The world's four richest citizens -- Carlos Slim, Bill Gates, Warren Buffett, and Mukesh Ambani -- have more in common with each other than they do with the bottom strata of their respective countries. Yes, they do handle their wealth differently. Gates and Buffett are giving most of it away, Ambani just built the world's most expensive house, and Slim is somewhere in the middle. But all four can count on their home governments to take care of their needs first. Preserving that kind of social hierarchy is an unwritten assumption in deciding which solutions to the world's problems arrive on the table and which do not.
Many have observed that countries whose boundaries happen to include large deposits of oil, diamonds, tropical timber, or some other valuable commodity tend to have miserable populations that suffer from poverty and violence -- the "resource curse." But we politely overlook the reality that for every resource-cursed country, there is a resource-blessed kleptocracy. With rare exceptions like Sudan, those who pillage their countries' wealth are accepted into the top ends of global society. They come to Davos, stay at the Four Seasons, bank in Switzerland. The oil oligarchs of the Persian Gulf are welcomed as investors in News Corporation and American banks, even when they hold views that might otherwise put them on a U.S. terrorism watch list.

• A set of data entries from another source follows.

PR #734, opened 2022-01-14
Fall back post author to '.Site.Author.name' when it is not set.

thiagowfx:
'.Site.Author' is a recognized Hugo site variable, c.f. [1].

It's also already used elsewhere within PaperMod, namely in rss.xml.

By falling back to this variable users' configs can be simplified, being
effectively unnecessary to set the author twice, in .Site.Params.author.

[1]: c.f. https://gohugo.io/variables/site/#site-variables-list

c.f. commit message.

No.

N/A

## PR Checklist

- [N/A] This change adds/updates translations and I have used the [template present here](https://github.com/adityatelange/hugo-PaperMod/wiki/Translations#want-to-add-your-language-).
- [x] I have verified that the code works as described/as intended - verified in my hugo site
- [N/A] This change adds a Social Icon which has a permissive license to use it.

### DIFF
--- a/layouts/partials/author.html
+++ b/layouts/partials/author.html
@@ -1,5 +1,5 @@
-{{- if or .Params.author .Site.Params.author }}
-{{- $author := (.Params.author | default .Site.Params.author) }}
+{{- if or .Params.author .Site.Params.author .Site.Author.name }}
+{{- $author := (.Params.author | default .Site.Params.author | default .Site.Author.name) }}
 {{- $author_type := (printf "%T" $author) }}
 {{- if (or (eq $author_type "[]string") (eq $author_type "[]interface {}")) }}
 {{- (delimit $author ", " ) }}


adityatelange:
It is not added as a fallback because `.Site.Author` is not implemented inside Hugo itself.

adityatelange:
Take a look at https://github.com/adityatelange/hugo-PaperMod/commit/24e5d82ecb4f28bb7b22a3a8d28633b6a1519c48 for more information.

adityatelange:
Looks like this is legit https://discourse.gohugo.io/t/site-author-usage/31459/8

But it also supports many authors which which needs to be added accordingly

thiagowfx:
Fair enough. Supporting multiple authors would be a new pattern here so it warrants some discussion first.

Would a comma separated list be reasonable?

E.g. 'Foo Bar, Alpha Bravo'

adityatelange:
> Fair enough. Supporting multiple authors would be a new pattern here so it warrants some discussion first.
> 
> Would a comma separated list be reasonable?
> 
> E.g. 'Foo Bar, Alpha Bravo'

We already have comma separated list implemented, just needs to be fit Names from `.Site.Author` in it.

thiagowfx:
Do you mean to just replace `.Site.Author.name` with `.Site.Author`?

PR #740, opened 2022-01-16
Add option to add word count to metadata. Closes #735

### LINKED ISSUE #735: FR: Add option to add Word Count to metadata
In addition to `showReadingTime` ("5 min"), it would be handy to have native support for `showWordCount` or similar ("100 words").

Rationale: Reading time is subjective and relative. Word count is absolute and a more reliable and traditional proxy to estimate how long a post is. It's not perfect, and there are variations across languages, hence an option would leave it to users to decide whether it's relevant to their use cases.

## Proof-of-concept

- Commit: https://github.com/thiagowfx/thiagowfx.github.io/commit/cf023216d3f8cef8957f3a98b2a92d575a521583
- Live example: https://thiagowfx.github.io/2021/12/hello-world-from-hugo/

It basically comes down to adding the following snippet to `post_meta.html`:

```
{{- if (.Param "ShowWordCount") -}}
{{- $scratch.Add "meta" (slice (i18n "words" .WordCount | default (printf "%d words" .WordCount))) }}
{{- end }}
```

...plus adding translations for "words".

And the metadata looks something like:

```
December 11, 2021 · 1 min · 28 words · Thiago Perrotta
```

Happy to send a more polished PR than the aforementioned commit if the developers are willing to accept this contribution.

thiagowfx:
Reading time is subjective and relative. Word count is absolute and a
more reliable and traditional proxy to estimate how long a post is. It's
not perfect, and there are variations across languages, hence an option
would leave it to users to decide whether it's relevant to their use
cases.

Introduce a ShowWordCount option and use it in post_meta.html.

Hugo supports word counts natively, c.f.
https://gohugo.io/variables/page/#page-variables

c.f. commit description above

See https://github.com/adityatelange/hugo-PaperMod/issues/735

## PR Checklist

- [x] I have verified that the code works as described/as intended. --> tested on my blog with 'en' and 'pt', verified it works as expected
- [N/A] This change adds a Social Icon which has a permissive license to use it.

### DIFF
--- a/i18n/de.yaml
+++ b/i18n/de.yaml
@@ -9,6 +9,11 @@
     one: "1 min"
     other: "{{ .Count }} min"
 
+- id: words
+  translation:
+    one : "Wort"
+    other: "{{ .Count }} Wörter"
+
 - id: toc
   translation: "Inhaltsverzeichnis"
 
--- a/i18n/en.yaml
+++ b/i18n/en.yaml
@@ -9,6 +9,11 @@
     one : "1 min"
     other: "{{ .Count }} min"
 
+- id: words
+  translation:
+    one : "word"
+    other: "{{ .Count }} words"
+
 - id: toc
   translation: "Table of Contents"
 
--- a/i18n/es.yaml
+++ b/i18n/es.yaml
@@ -9,6 +9,11 @@
     one : "1 min"
     other: "{{ .Count }} min"
 
+- id: words
+  translation:
+    one : "palabra"
+    other: "{{ .Count }} palabras"
+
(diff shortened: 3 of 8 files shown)


thiagowfx:
Notes:

- I only added translations that I am confident to be correct. If you'd like I could add them all with google translate but I wouldn't be sure whether they are accurate.
- I couldn't find anywhere to document this option in. If there's a suitable to do so let me know, happy to send docs alongside this PR.

adityatelange (approved):
Thanks @thiagowfx!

India, justifiably, comes to global climate negotiations to argue that it has hundreds of thousands of villages with no access at all to electricity and that the United States and Europe cannot reasonably say, "Well, given the climate crisis, those villages are just going to remain in the dark." That reality gets a lot of attention. But the other reality is that India devotes very little of its energy investment to getting light for those villages, while it invests considerably more in keeping Ambani's streetlights on. India is not exceptional. In fact, the poor pay 20 percent of the world's lighting bill -- and get only 0.1 percent of the world's lighting services in exchange. Seventy-five years after Franklin D. Roosevelt demonstrated that reliable access to credit was the key to electrifying rural households, the United States still has a shameful number of off-grid communities on Native American reservations.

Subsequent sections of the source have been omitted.